Excel kills them. I'm about to Excel the hell out of my 13g to kill them and the mini-ramshorns before I get shrimp. 

-Lisa


----------



## FriendsNotFood (Sep 21, 2010)

Do you have to OD the Excel or can you just dose normal doses? My tank is overrun with limpets too ): Stupid me, I saw one and thought... what a neat little creature, it's not doing anyone any harm and I never see it move. Little did I know I'd have hundreds in weeks. But I can't OD Excel because I have a ton of moss balls in the tank and I've already killed them once doing just that.


----------



## Soothing Shrimp (Nov 9, 2011)

Would excel harm the shrimp?

Low tech guy here <-----


----------



## Complexity (Jan 30, 2008)

You'd have to OD the excel — beyond the OD amount you'd use to treat algae — because Excel never killed my limpets. Limpets are basically snails. I've never heard of Excel killing them, but maybe if you nuke the entire tank or something?
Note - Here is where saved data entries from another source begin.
PR #366, opened 2021-12-10
Update notes about disallowed dir names in workflow name

MetRonnie:
Companion to https://github.com/cylc/cylc-flow/pull/4549

### DIFF
--- a/src/user-guide/installing-workflows.rst
+++ b/src/user-guide/installing-workflows.rst
@@ -67,8 +67,8 @@ addition of the option ``--directory=PATH/TO/SOURCE/DIRECTORY`` (alternatively,
 .. note::
 
    To avoid confusion, ``cylc install`` will fail if the workflow name
-   contains ``runN`` or ``run<number>``. These directory names are
-   reserved for the automatic numbering of run directories.
+   contains directory names that are reserved filenames, such as
+   ``log``, ``work``, ``runN``, ``run<number>``, ``_cylc-install`` etc.
 
 Configurable Source Directories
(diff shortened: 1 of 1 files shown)


src/user-guide/installing-workflows.rst
```diff
@@ -67,8 +67,8 @@ addition of the option ``--directory=PATH/TO/SOURCE/DIRECTORY`` (alternatively,
 .. note::
 
    To avoid confusion, ``cylc install`` will fail if the workflow name
-   contains ``runN`` or ``run<number>``. These directory names are
-   reserved for the automatic numbering of run directories.
+   contains directory names that are reserved filenames, such as
+   ``log``, ``work``, ``runN``, ``run<number>``, ``_cylc-install`` etc.
```
datamel, line 71: Wonder if we should put a full list of forbidden names rather than an etc.. Just for user clarity?

MetRonnie: Best I can do is
```rst
   .. autoattribute:: cylc.flow.workflow_files.WorkflowFiles.RESERVED_NAMES
```
But it isn't especially neat, nor does it include `run<number>`

image

datamel: Yes, I agree it isn't especially neat or elegant with the run number not included :(
Although personally think it best to be comprehensive in documentation, so if it were up to me I'd take the auto linked code. I'll leave it up to you @MetRonnie/second reviewer to decide.

MetRonnie: Done

datamel (approved):
Thanks @MetRonnie, checked and built.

I got rid of mine with assassin snails. It was actually by accident since I had given up on getting rid of them. I had limpets in my 5g RCS tank for several years and nothing worked. When I put assassin snails in the tank, the limpets disappeared. It's been months now, and I haven't seen any since.


----------



## FriendsNotFood (Sep 21, 2010)

Awesome, I bought an assassin snail just in the hopes that he would get hungry enough to eat the limpets. He hasn't made a dent yet but I'm hopeful.


----------



## mordalphus (Jun 23, 2010)

I agree on the Excel not killing them, I triple dose Excel on my 50g high tech tank and its having a limpet bloom right now.


----------



## diwu13 (Sep 20, 2011)

I just smoosh the larger ones. Not sure if the bloom dies down but killing the larger ones definitely stops egg laying.


----------



## Complexity (Jan 30, 2008)

FriendsNotFood said:


> Awesome, I bought an assassin snail just in the hopes that he would get hungry enough to eat the limpets. He hasn't made a dent yet but I'm hopeful.
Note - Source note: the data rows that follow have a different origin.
PR #5339, opened 2022-08-11
util/deephash: use sha256x

dsnet:
Switch deephash ot use sha256x.Hash.

We also modify sha256x.Hash to export the underlying hash.Hash
for testing purposes so that we can intercept all hash.Hash calls.

Performance:

	Hash-24                19.8µs ± 1%    19.2µs ± 1%  -3.01%  (p=0.000 n=10+10)
	HashPacketFilter-24    2.61µs ± 0%    2.53µs ± 1%  -3.01%  (p=0.000 n=8+10)
	HashMapAcyclic-24      31.3µs ± 1%    29.8µs ± 0%  -4.80%  (p=0.000 n=10+9)
	TailcfgNode-24         1.83µs ± 1%    1.82µs ± 2%    ~     (p=0.305 n=10+10)
	HashArray-24            344ns ± 2%     323ns ± 1%  -6.02%  (p=0.000 n=9+10)

The performance gains is not as dramatic as sha256x over sha256 due to:
1. Most of the hashing already occuring through the direct memory hashing logic, and
2. what does not go through direct memory hashing is slowed down by reflect.


util/deephash/deephash.go
```diff
@@ -1010,5 +972,14 @@ func (h *hasher) hashType(t reflect.Type) {
...
+	h.HashUint64(uint64(rtypeAddr))
+}
+
+func unsafeStringToBytes(s string) []byte {
+	type stringHeader struct {
+		p unsafe.Pointer
+		n int
+	}
+	p := (*stringHeader)(unsafe.Pointer(&s))
+	return unsafe.Slice((*byte)(p.p), p.n)
```
bradfitz, line 984: These are always super scary. This is an accidental refactor or two away from being a major problem with random crashes & corruption.

Can we instead use go4.org/mem and have sha256x have a HashMem(mem.RO) method?

Or at least make sha256x have a HashString method and do this unsafety very locally such that the []byte doesn't escape out to a caller?

dsnet: I went with adding `sha256x.Hash.HashString` instead. Now the unsafe cast is contained in just that method, which should be easier to reason about.

util/sha256x/sha256.go
```diff
@@ -24,13 +25,16 @@ type Hash struct {
 	// However, it does mean that sha256.digest.x goes unused,
 	// which is a waste of 64B.
 
-	h  hash.Hash              // always *sha256.digest
+	// H is the underlying hash.Hash.
+	// The hash.Hash.BlockSize must be equal to sha256.BlockSize.
+	// It is exported only for testing purposes.
+	H  hash.Hash              // usually a *sha256.digest
```
bradfitz, line 31: How about keep this unexported by add a package-level exported variable of unexported type, like `util/clientmetric` does next door to this directory:

```
util/clientmetric/clientmetric.go:var TestHooks testHooks
util/clientmetric/clientmetric.go:type testHooks struct{}
util/clientmetric/clientmetric.go:func (testHooks) ResetLastDelta() {
```

Then add a method like `(testHooks).SetHashUnderlyingHash(*Hash, hash.Hash)` and have the caller test code type assert that on the `testHooks` type.

Keeps the API clean looking.

bradfitz (approved):

util/sha256x/sha256.go
dsnet: I think I'm going to export this for general use in the future.

I'm realizing that `sha256x` is probably name since this isn't actually about `sha256`, but rather a concrete implementation of `hash.Hash` with a particular block size.

According to https://en.wikipedia.org/wiki/Comparison_of_cryptographic_hash_functions#Parameters, common hash functions have the following block sizes (in bytes):
* 32B: GOST, PANAMA
* 64B: BLAKE2s, BLAKE3, MD4, MD5, RIPEMD, RIPEMD-128, RIPEMD-256, RIPEMD-160, RIPEMD-320, SHA-0, SHA-1, SHA-224, SHA-256, Tiger(2), Whirpool
* 128B: BLAKE2b, HAVAL, SHA-384, SHA-512

However, SHA3 is really odd in that it doesn't have a block size that's a power of 2. Yuck.

dsnet: Right now, the `Hash` type has a hardcoded block of 64B, which makes it suitable for most of the crypto hashes. If we increase it to 128B, it would be suitable for all crypto hashes except SHA3.

bradfitz: But you still submitted this saying "It is exported only for testing purposes." when I suggested an alternative way to test.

I had about 5 in my 5g RCS tank. I let them lay eggs, then I removed them. They eventually ate every snail in the tank. So I don't know if they went for the limpets first or because that's all that was left. Now the assassins eat along side the shrimp (they really love replashy) since the snails are all gone.


----------



## wicca27 (May 3, 2009)

i want limpets..... my oebt ate them all i thought they were cool


----------



## FriendsNotFood (Sep 21, 2010)

Wait what... your OEBTs eat limpets? Please explain. I have OEBTs in another tank, I'd be willing to risk putting a couple in with the betta if they ate the damn limpets! I'll mail you 100 limpets for free if you want.


----------



## will5 (Sep 30, 2005)

Just what is so bad about limpets?


----------



## FriendsNotFood (Sep 21, 2010)

will5 said:


> Just what is so bad about limpets?


Haha that's what I thought until they exploded. Cute when there's one, REALLY unsightly when there's hundreds of little white flying saucer looking things attached to the glass.


----------



## Kunsthure (Aug 2, 2010)

mordalphus said:


> I agree on the Excel not killing them, I triple dose Excel on my 50g high tech tank and its having a limpet bloom right now.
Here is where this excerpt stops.